Fui a las diez de la noche con un chofer conocido por la extraña virtud de no hacer
preguntas. Llevé un ventilador portátil y un cuadro de Orlando Rivera, el querido
Figurita, y un martillo y un clavo para colgarlo. En el camino hice una parada para
comprar cepillos de dientes, pasta dentífrica, jabón de olor. Agua de Florida, tabletas
de regaliz. Quise llevar también un buen florero y un ramo de rosas amarillas para
conjurar la pava de las flores de papel, pero no encontré nada abierto y tuve que
robarme en un jardín privado un ramo de astromelias recién nacidas.
Por instrucciones de la dueña llegué desde entonces por la calle de atrás, del lado
del acueducto, para que nadie me viera entrar por el portón del huerto. El chofer me
previno: Cuidado, sabio, en esa casa matan. Le contesté: Si es por amor no importa.

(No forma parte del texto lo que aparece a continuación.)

PR #1077, opened 2024-03-12
chore: update to Go 1.20

lzap:
This bumps the Go version to 1.20 as ubi9 is already on 1.20. This is the first step in trying to fix dependantbot, I still don’t know what is wrong with it.

Oh this also adds caching of the downloaded Go version (SDK) and disables separate cache of Go and Go linter so it does not fight between each other. The newly added cache now covers everything.

Edit: I updated few dependencies which should be safe (unlikely bring any code change). More to follow in a separate PR.

Edit 2: Had to bump golangci-lint version because 1.50 has a memory leak which manifests in an ugly "The runner has received a shutdown signal." error with no explanation. OOM simply kills to process.


.github/workflows/spec-update.yml
```diff
@@ -11,10 +11,10 @@ jobs:
     name: "spec update"
     runs-on: ubuntu-latest
     steps:
-      - name: Set up Go 1.19
+      - name: Set up Go 1.20
         uses: actions/setup-go@v5.0.0
         with:
-          go-version: 1.19
+          go-version: '1.20'
```
lzap, line 17: MUST be quoted otherwise YAML breaks this into `1.2` which fails.

.github/workflows/tests.yml
```diff
@@ -15,22 +15,36 @@ jobs:
...
+          path: |
+            ~/sdk
+            ~/go/bin/go*
+            ~/go/pkg/mod
+            ~/.cache/go-build
+            ~/.cache/golangci-lint/
+          key: ${{ runner.os }}-go-sdk-${{ hashFiles('**/go.sum') }}
+          restore-keys: |
+            ${{ runner.os }}-go-sdk
+
```
lzap, line 40: I disabled cache for linter and go actions and this now serves as a common cache for everything including the downloaded SDK (Go installation). This will resolve all the "tar overwriting" problems I was running into during upgrade. Should be also faster.

.github/workflows/tests.yml
```diff
@@ -15,22 +15,36 @@ jobs:
...
       - name: Check that source has been prepared
         run: |
           ./tools/prepare-source.sh
           if [ -n "$(git status --porcelain)" ]; then
             echo
-            echo "Please include these changes in your branch: "
-            git status -vv
+            echo "Please include these changes in your branch (only first 5k lines): "
+            git status -vv | head -n5000
```
lzap, line 47: Log of the https://github.com/osbuild/image-builder/pull/1075 PR was over 50MB in size, the diff is not very useful as github UI will not even allow to display such a huge log.

.github/workflows/tests.yml
```diff
@@ -39,7 +53,8 @@ jobs:
       - name: golangci-lint
         uses: golangci/golangci-lint-action@v3
         with:
-          version: v1.50.1
+          version: v1.56.2
+          skip-cache: true
```
lzap, line 57: Upgrade was necessary to avoid OOM kill issue.

internal/tutils/psql.go
```diff
@@ -42,7 +42,6 @@ func NewPSQLContainer() (*PSQLContainer, error) {
 	}
 
 	name := fmt.Sprintf("image_builder_test_%d", time.Now().Unix())
-	rand.Seed(time.Now().Unix())
```
lzap, line 45: This is deprecated in 1.20 and linter was complaining, seeding is automatic in 1.20+. The container is already on ubi9 1.20 so this is safe.

ondrejbudai (approved):
Thanks!

PR #1081, opened 2024-03-14
main: add echo logger to insertCompose function

mgold1234:


lzap (approved):
Thank you great work. Tests are passing now.

PR #1084, opened 2024-03-18
cmd/image-builder: log insights id

lzap:
While each log record contains request_id already, insights platform also offers insights id which is also visible to the client. Example client response from the platform:

```
HTTP/2 500 
server: openresty
content-type: application/json; charset=UTF-8
content-length: 91
x-rh-insights-request-id: e6d2fe3569a24801a25b7b34f5015210
x-content-type-options: nosniff
date: Mon, 18 Mar 2024 17:03:08 GMT
set-cookie: e15dd7c1deaec3a6b67fca153d520b0b=df2a3c785f654c64d6535cd525957cbb; path=/; HttpOnly; Secure; SameSite=None
x-rh-edge-request-id: e97847d
x-rh-edge-reference-id: 0.64f06e68.1710781388.e97847d
x-rh-edge-cache-status: NotCacheable from child
x-frame-options: SAMEORIGIN
strict-transport-security: max-age=31536000; includeSubDomains
```

This patch adds insights request id into every log line so one can easily copy and paste the returned id from the reponse HTTP header and immediately find all log entries.


cmd/image-builder/logging.go
```diff
@@ -42,24 +44,33 @@ func (h *ctxHook) Fire(e *logrus.Entry) error {
 // Extract/generate request id and store it in the standard context
 func requestIdExtractMiddleware(next echo.HandlerFunc) echo.HandlerFunc {
 	return func(c echo.Context) error {
-		// extract or generate request id
+		// extract or generate request and insights id
 		rid := c.Request().Header.Get("X-Rh-Edge-Request-Id")
```
ezr-ondrej, line 48: Why do we prefer Edge here, would Insights make sense here, to have just single request id?

lzap: Yeah but as I explain in the description, edge-id was recommended to me on Slack, however, the problem is it is not propagated by Edge API to the client via HTTP header, only insights-id is. So I propose to use both, so it is super easy to find records if you either have one, or the other.

ezr-ondrej: okey, sure :+1:

ezr-ondrej (approved):
Sure, makes sense :+1:

ezr-ondrej:
:shipit: It's in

El patio estaba en tinieblas, pero había luces de vida en las ventanas y un revoltijo
de músicas en los seis cuartos. En el mío, a volumen más alto, distinguí la voz cálida
de don Pedro Vargas, el tenor de América, con un bolero de Miguel Matamoros.
Sentí que iba a morir. Empujé la puerta con la respiración desbaratada y vi a
Delgadina en la cama como en mis recuerdos: desnuda y dormida en santa paz del
lado del corazón.
Antes de acostarme arreglé el tocador, puse el ventilador nuevo en lugar del
oxidado, y colgué el cuadro donde ella pudiera verlo desde la cama. Me acosté a su
lado y la reconocí palmo a palmo. Era la misma que andaba por mi casa: las mismas
manos que me reconocían al tacto en la oscuridad, los mismos pies de pasos tenues
que se confundían con los del gato, el mismo olor del sudor de mis sábanas, el dedo
del dedal. Increíble: viéndola y tocándola en carne y hueso, me parecía menos real
que en mis recuerdos.
Hay un cuadro en la pared de enfrente, le dije. Lo pintó Figurita, un hombre a quien
quisimos mucho, el mejor bailarín de burdeles que existió jamás, y de tan buen
corazón que le tenía lástima al diablo. Lo pintó con barniz de buques en el lienzo
chamuscado de un avión que se estrelló en la Sierra Nevada de Santa Marta y con
pinceles fabricados por él con pelos de su perro. La mujer pintada es una monja que
secuestró de un convento y se casó con ella. Aquí lo dejo, para que sea lo primero
que veas al despertar.
No había cambiado de posición cuando apagué la luz, a la una de la madrugada, y
su respiración era tan tenue que le tomé el pulso para sentirla viva. La sangre
circulaba por sus venas con la fluidez de una canción que se ramificaba hasta los
ámbitos más recónditos de su cuerpo y volvía al corazón purificada por el amor.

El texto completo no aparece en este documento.